Mr. Hintz says he found Mr. Collier’s approach disarming. “Charlie has a quiet, pleasant demeanor that set us at ease,” Mr. Hintz says. “There’s a sense of trust — you like this man and trust him, so you’re more likely to either purposely or unconsciously pull out thoughts that otherwise might have been buried or might not have been there.”
Mr. Hintz liked it that the subject of giving to Harvard never came up in his conversations with Mr. Collier. “If something evolves on behalf of Harvard Business School, fine,” he says. “But it’s more likely that he helped me think about various philanthropic opportunities and ideas and issues about my family.”
Mr. Collier has gained proficiency in issues relating to families by taking classes and by staying in frequent contact with family-business consultants and other advisers.
Two years ago, he says, he took a postgraduate course on family systems theory at the Bowen Center for the Study of the Family, in Washington. To complete the course, Mr. Collier traveled to Washington for four three-day sessions to learn about how families function.
Mr. Collier also learned much about family functioning by spending nine months conducting research and writing his book.
To put together the book, he visited with many experts in philanthropic advising and family dynamics, including Paul G. Schervish, director of the Center on Wealth and Philanthropy at Boston College, and James E. Hughes Jr., a lawyer and wealth adviser who wrote the book Family Wealth: Keeping It In the Family, published by Bloomberg Press.
But besides what he has learned, Mr. Collier has an intuitive understanding of wealthy families and philanthropy, in part because of his upbringing. He comes from a family that had money — his father was president of the New England Life Insurance Company and his parents talked openly about money and practiced philanthropy. They created a donor-advised fund and volunteered at numerous charities.

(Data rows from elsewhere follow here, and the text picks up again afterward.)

PR #596, opened 2025-05-27
Fix a Version Typo in CTypes Patch

johnzhou721:
The >=3.15 is for the *not* part of being compatible, and when you invert it, the "inclusive" = becomes exclusive, so it's only up to 3.14.  Python 3.15 development has not started when blaming line 27.

## PR Checklist:


freakboy3742 (approved):
Good catch; thanks.

PR #598, opened 2025-06-07
Remove an Extra Warning Filter in eventloop.py

johnzhou721:
The version is smaller than 3.14 in the branch of the customly-defined RubiconEventLoop function, so there's no "deprecations in 3.14" to speak of when creating an event loop policy.

## PR Checklist:


changes/598.misc.rst
```diff
@@ -0,0 +1 @@
+Remove an extra warning filter in eventloop.py.
```
johnzhou721, line 1:
```suggestion
Remove an extra warning filter in eventloop.py.

```

freakboy3742 (commented):
You've misunderstood what is going on here. 

Any attempt to instantiate EventLoopPolicy raises a warning in Python 3.13 or earlier, as a pre-warning to users that they need to adapt their code. The implementation of RubiconEventLoop on Python 3.13 and earlier uses the *old* API (which *hasn't* been deprecated on Python3.13 and earlier) to reproduce the behavior that will exist o Python 3.14+. If users have invoked `RubiconEventLoop()`, they've already done the adaptation that will be required to avoid the deprecation in future, so the warning can be silenced.

johnzhou721:
Sorry. "[H]ave been" meant that it's already done, but forgot that CPython has backports.

PR #658, opened 2025-10-15
Move to MkDocs from Sphinx.

### LINKED ISSUE #188: Consider using sphinx-autoapi to generate docs without having to import rubicon.objc
Many parts of our reference documentation are generated using the Sphinx [autodoc](https://www.sphinx-doc.org/en/master/usage/extensions/autodoc.html) extension, which includes contents of docstrings from our Python code into the documentation. To extract the docstrings, autodoc imports the modules in question and reads the `__doc__` attributes at runtime.

Unfortunately, this causes some problems with Rubicon, because even just importing `rubicon.objc` requires a working Objective-C runtime (to look up Objective-C runtime functions and core classes like `NSObject`), which isn't available in documentation building environments like Read the Docs. We were able to work around this issue by writing [a mock version of `ctypes`](https://github.com/beeware/rubicon-objc/blob/5cfd466ac439c729cbff055a8b1d3404df322d7c/docs/_mocked_modules/ctypes/__init__.py) and using it during the documentation build in place of the real `ctypes` module. This mock `ctypes` implements just enough APIs to make `rubicon.objc` import successfully and allow Sphinx to extract the docstrings. (See #150 and #154 for details.)

In the PR discussion I said:

> It would be really nice if Sphinx autodoc could extract docstrings by statically parsing the code instead of importing/executing it, then we wouldn't have this issue...

It turns out that something like this exists: [sphinx-autoapi](https://github.com/readthedocs/sphinx-autoapi). I haven't looked into it in detail or tried it yet, but it looks promising. It would be great if we could change our doc build to use this extension instead of regular Sphinx autodoc - then we could get rid of our custom mock `ctypes` version and wouldn't have to worry about runtime import problems anymore.

kattni:
This is ready for review. Note that I used a combination of the cleanup scripts and manual search-and-replace to handle the conversion from rST to Markdown. The amount of content in Rubicon made it likely that tailoring the scripts to Rubicon would take more time than manual updates to handle the rest, so I went with manual.

TODOs:
- [ ] Update the `griffe` dependency in `pyproject.toml` to the eventual commit hash on merge of [this PR](https://github.com/mkdocstrings/griffe/pull/422).
- [x] @freakboy3742 Please add content to `about/roadmap.md`.
- [x] @freakboy3742 Determine what parts of the `__new__` docstring should be in the class docstring, and what should remain a comment under `__new__`. Currently all content is duplicated in both `__new__` and the associated class docstring. Please search for `# TODO: Duplicated in class docstring.` to find the applicable `__new__` comments.

Closes #188.

## PR Checklist:
 
### DIFF
--- a/.github/workflows/dependabot-changenote.yml
+++ b/.github/workflows/dependabot-changenote.yml
@@ -10,3 +10,5 @@ jobs:
     name: Dependabot Change Note
     uses: beeware/.github/.github/workflows/dependabot-changenote.yml@main
     secrets: inherit
+    with:
+      changenote-format: "md"
--- a/.github/workflows/pre-commit-update.yml
+++ b/.github/workflows/pre-commit-update.yml
@@ -10,3 +10,6 @@ jobs:
     name: Update pre-commit
     uses: beeware/.github/.github/workflows/pre-commit-update.yml@main
     secrets: inherit
+    with:
+      pre-commit-source: "--group pre-commit"
+      changenote-format: "md"


src/rubicon/objc/api.py
```diff
@@ -1016,40 +1092,40 @@ def __getattr__(self, name):
...
         returned using its getter method. An attribute is considered a property
         if any of the following are true:
 
         * A property with the name is present on the class (i.e. declared using
-          ``@property`` in the source code)
+          `@property` in the source code)
         * There is both a getter and setter method for the name
         * The name has been declared as a property using
-          :meth:`ObjCClass.declare_property`
+          [`ObjCClass.declare_property`][rubicon.objc.api.ObjCClass.declare_property]
```
freakboy3742: Since this is a `:meth:` reference, it should probably have the `()`.
```suggestion
          [`ObjCClass.declare_property()`][rubicon.objc.api.ObjCClass.declare_property]
```

src/rubicon/objc/api.py
```diff
@@ -1717,40 +1862,252 @@ def __new__(cls, name_or_ptr):
...
-    * :class:`NSDecimalNumber`: Converted to :class:`decimal.Decimal`
-    * :class:`NSDictionary`: Converted to :class:`dict`, with all keys and
-         values converted recursively
-    * :class:`NSArray`: Converted to :class:`list`, with all elements converted
-         recursively
-    * :class:`NSNumber`: Converted to a :class:`bool`, :class:`int` or
-         :class:`float` based on the type of its contents
-
-    Other objects are returned unmodified as an :class:`ObjCInstance`.
+    * [`objc_id`][rubicon.objc.runtime.objc_id]: Wrapped in an
```
freakboy3742: Some odd indentation and bolding here (and in `ns_for_py` - I think it's the newline being interpreted as a new bullet level?

freakboy3742 (changes requested):
I've found a handful of really cosmetic issues, mostly relating to linking and the top level landing pages:

* Anchor links on the homepage and landing pages (using `[How to][how-to]` rather than `[How to](/howto/index.md)
* Sidebar entry for the FAQ says "Why Rubicon"
* Reference landing page doesn't have any links

But otherwise, this looks incredible. In many places, it's a substantial improvement on the historical Sphinx docs IMHO.

samschott:
Apologies for having not have a look at this earlier. I love it, this is quite an improvement in the completeness and the appearance of the docs!

I'm curious about the newly added stubs. They seem to have doc strings that duplicate what's in code. That could make the API docs a bit more annoying to maintain going forward. Would it be possible to only keep one or the other?

PR #731, opened 2026-03-21
add tests to increase coverage

JohananOppongAmoateng:
Add more tests to increase coverage. #729 

## PR Checklist:

### DIFF
--- a/tests/test_types.py
+++ b/tests/test_types.py
@@ -1,4 +1,5 @@
 from __future__ import annotations
+import pytest
 
 from rubicon.objc import (
     CFRange,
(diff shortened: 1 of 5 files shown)


tests/test_types.py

When Mr. Collier speaks to groups, he uses examples from his own life to demonstrate, as he describes it, “effective family functioning.”
$50-Million a Year
As a result of Mr. Collier’s efforts to help families function effectively, he says he has raised more money than before for his institution, in part because he is having a different kind of conversation with many of Harvard’s largest donors than he did when he was simply seeking planned gifts.
Working with other fund raisers at Harvard, Mr. Collier says that the discussions he has had with donors have helped bring in more than $50-million in a typical year.
As Mr. Collier has helped make himself more valuable to his institution, so, too, could other fund raisers, says Craig Wruck, director of client development at Kaspick & Company, which is based in Redwood Shores, Calif., and provides planned-giving services to charities.
“You can continue to be a sleepy old planned-giving officer, or you can take an opportunity like this to broaden your job assignment, be more productive for your organization, and take on some more challenges,” Mr. Wruck says. “There is no technical reason why someone at any public charity could not do this.”